There is a negative relationship between the deviation from modeled richness based on the model of native species on area and distance from the mainland. This means that the further an island is to the mainland, the less native species it will have and vice versa.
18. Create a new model that regresses the residuals from your original model (from PART 2) on Distance. Include the model summary and interpret the model, focusing on the slope, t-statistic, P>|t|, and R2
attach(new_df)
## The following object is masked _by_ .GlobalEnv:
##
## residuals
## The following objects are masked from ChannelIslands:
##
## Dist, Island
part4model = lm(residuals ~ Dist)
summary(part4model)
##
## Call:
## lm(formula = residuals ~ Dist)
##
## Residuals:
## Min 1Q Median 3Q Max
## -37.849 -18.320 8.098 15.904 29.724
##
## Coefficients:
## Estimate Std. Error t value Pr(>|t|)
## (Intercept) 71.3151 20.4815 3.482 0.01311 *
## Dist -1.4052 0.3621 -3.880 0.00817 **
## ---
## Signif. codes: 0 '***' 0.001 '**' 0.01 '*' 0.05 '.' 0.1 ' ' 1
##
## Residual standard error: 25.57 on 6 degrees of freedom
## Multiple R-squared: 0.7151, Adjusted R-squared: 0.6676
## F-statistic: 15.06 on 1 and 6 DF, p-value: 0.008167
Based on the model from the script I ran, the slope coefficient is -1.4052 which means that as the distance increases by 1km, the predicted native species will decrease at a rate of -1.4052. The intercept at 71.3151 means that an island that is 0.0km away from the mainland would have about 71 native species based on the model. The t-statistic is -3.880; the distance from 0 means that the there is a larger difference between the two means. The P>|t| is 0.00817, which is less than 0.05 so we can reject the null hypothesis and assume that the result is unlikely to be due to chance alone. Finally, the multiple R-squared is 0.7151 which means that 71.51% of the variation is due to distance. This is a weaker value than when I ran the model for area.

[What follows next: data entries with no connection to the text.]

PR #1517, opened 2020-11-21
libhandy: version bump, it is an optional dependency for gnome-control-center

lazyape:


lunar-linux-b01:
SUCCESS!

lazyape:
@florin, i propose to move libhandy under gnome3/libs

PR #1526, opened 2020-12-11
geeqie - version bump

tbeckerson:
- Version bump to 1.6
- There's a problem with gpu acceleration (clutter-gtk -> libX11). It's a known issue, and will hopefully be patched soon.
See: https://github.com/BestImageViewer/geeqie/issues/829, which leads to
https://gitlab.freedesktop.org/xorg/lib/libx11/-/issues/125


lunar-linux-b01:
SUCCESS!

PR #1527, opened 2020-12-13
gdb: Add source-highlight as an optional dependency

lazyape:
Gdb supports source highlighting of the debugged program throught source-highlight module.
This behavior can be controlled at runtime by set style sources ‘on|off’ in the gdb console or the .gdbinit file


lunar-linux-b01:
SUCCESS!

PR #1531, opened 2020-12-23
gmic - image processing framework

tbeckerson:
This is just the libraries and CLI. If/when this is merged, I'll add _gmic-qt,_ which contains the GUIs.


lunar-linux-b01:
SUCCESS!

PR #1533, opened 2020-12-27
libopenraw - 0.3.0 updates

tbeckerson:
tweaks to the recent 0.3.0 update

- BUILD: the sedit breaks the build if it's used (error: 'JPEG' has not been declared), and has been removed.
- DEPENDS: moved gdk-pixbuf to optional_depends, and added rustc option.
- DETAILS: I'm still using the .xz instead of the .bz2. Let's save upstream a 100K of bandwidth.
- PRE_BUILD: fixes an error with the openraw-gnome pkgconfig file. This has been merged upstream.


lunar-linux-b01:
SUCCESS!

PR #1536, opened 2020-12-27
libraqm - library and API for text layout

tbeckerson:
new module!

The raqm libraries are supported in ImageMagick and libgd (I'll update those if this is merged).


lunar-linux-b01:
SUCCESS!

PR #1537, opened 2021-01-09
geeqie - patch to fix clutter render

tbeckerson:
The 1.6 update had a known bug where gpu acceleration (using clutter) was causing segfaults. This PR includes a patch that fixes the problem, and restores clutter as a DEPENDS option.


lunar-linux-b01:
SUCCESS!

PR #1538, opened 2021-01-09
Graphics magick

tbeckerson:
- version bump to 1.3.36
- removed some un-necessary depends (bzip and xz are already installed by default)


lunar-linux-b01:
SUCCESS!

PR #1544, opened 2021-01-29
node - use Python3

tbeckerson:
- Node uses Python v3 by default, updated DEPENDS.
- Also removed unused dependency on 'v8'


lunar-linux-b01:
SUCCESS!

PR #1560, opened 2021-04-13
darktable update

tbeckerson:
Whole bunch of changes - the darktable module hasn't been updated in over a year.

BUILD - darktable either requires gcc to be compiled with isl support, or clang to be used as a compiler instead. Since clang will already be installed as part of the dependency chain (gtk+-3 > mesa-lib > llvm), it's easier & safer to use clang.

DEPENDS - this has been almost entirely rewritten because of changes between v2.6 and v3.4

DETAILS - Normal version bump changes.

PRE_BUILD - darktable only checks up to v11.0 of llvm, I've added a sed line to include v11.1.

### DIFF
--- a/graphics/darktable/BUILD
+++ b/graphics/darktable/BUILD
@@ -1,5 +1,4 @@
-# GnomeKeyring is only supported for versions older than 3.12.0, version 3.12.0 found.
-# Please use libsecret instead.
-OPTS+=" -DBUILD_USERMANUAL=0 -DDONT_USE_INTERNAL_LUA=0" &&
-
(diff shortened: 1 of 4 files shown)


tbeckerson:
Compile broke because of errors earlier in the dependency chain (libpsl). I'll try to fix that first.

florin65:
Retest this please

lunar-linux-b01:
SUCCESS!

v4hn:
A lot happened there for sure. I pushed a fixup commit to simplify some things and CI succeed now.

Thanks @tbeckerson, great to have this updated!

PR #1867, opened 2022-06-14
mailutils: version bumped to 3.15

esselfe:


esselfe:
So the CI fails because heirloom-mailx conflicts and is not uninstalled by default.
Not too sure what can be done about this.

PR #1888, opened 2022-08-10
fuse:bump to 3.11.0

lhw828:


lunar-linux-b01:
SUCCESS!

filesys/fuse/BUILD
```diff
@@ -1,10 +1,4 @@
-OPTS+=" --enable-lib \
-        --enable-util \
-        --disable-static \
-        --disable-example \
-        --sbindir=/usr/bin"
-
-default_build &&
+default_meson_build &&
 
 if module_installed systemd; then
```
Ratler, line 3: We can drop the if check for systems, since that would always be present.

That init file should always be removed :)

Ratler (changes requested):

lunar-linux-b01:
SUCCESS!

stumbles:
There are two fuse modules in other. Fuse and fuse-3 (currently 3.11.x). They are not the same. Last I tried a while back locally, using fuse at version 3.11.x caused some dependent modules not to work. Its been a while since testing this, so before bumping please thoroughly check dependent modules will still work.

PR #1893, opened 2022-08-11
httpd: opt for the CDN instead

esselfe:
The main site mentions:  
So the CDN (Content Delivery Network)  link should be used instead.


lunar-linux-b01:
SUCCESS!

19. What percentage of total variance in Native Richness was explained by Area? What percentage of the remaining variance was explained by Distance?
90.33% of total variance in Native Richness was explained by Area, and 71.51% of the remaining variance (9.67%) was explaining by Distance. 9.67 x 0.7151 = 6.915017, so 6.92% of the variance was explained by Distance.